Stored entries
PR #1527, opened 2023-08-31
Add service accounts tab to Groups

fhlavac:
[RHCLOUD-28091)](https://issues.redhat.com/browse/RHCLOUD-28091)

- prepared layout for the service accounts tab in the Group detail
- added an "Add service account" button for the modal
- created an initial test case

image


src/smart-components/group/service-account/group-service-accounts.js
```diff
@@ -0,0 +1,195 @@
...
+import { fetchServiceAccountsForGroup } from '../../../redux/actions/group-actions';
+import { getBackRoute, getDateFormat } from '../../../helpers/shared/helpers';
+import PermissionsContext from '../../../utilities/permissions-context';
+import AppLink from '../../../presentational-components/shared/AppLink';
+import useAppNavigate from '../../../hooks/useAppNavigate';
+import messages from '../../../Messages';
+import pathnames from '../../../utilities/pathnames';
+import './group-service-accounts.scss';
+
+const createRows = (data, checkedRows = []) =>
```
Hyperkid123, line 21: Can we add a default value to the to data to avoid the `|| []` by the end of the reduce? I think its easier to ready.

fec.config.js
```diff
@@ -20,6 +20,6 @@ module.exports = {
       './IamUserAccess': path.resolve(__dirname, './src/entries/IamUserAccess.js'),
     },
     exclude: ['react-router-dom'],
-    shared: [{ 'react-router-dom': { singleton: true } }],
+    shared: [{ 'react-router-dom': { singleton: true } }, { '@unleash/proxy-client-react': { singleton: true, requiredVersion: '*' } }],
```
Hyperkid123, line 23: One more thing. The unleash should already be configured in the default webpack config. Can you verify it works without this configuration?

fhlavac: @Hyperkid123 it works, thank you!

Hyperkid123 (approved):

**AIM OF THE TASK:**
Where a line of the records above holds the word "singleton", copy that line.

**RESPONSE TO THE EXERCISE:**
-    shared: [{ 'react-router-dom': { singleton: true } }],
+    shared: [{ 'react-router-dom': { singleton: true } }, { '@unleash/proxy-client-react': { singleton: true, requiredVersion: '*' } }],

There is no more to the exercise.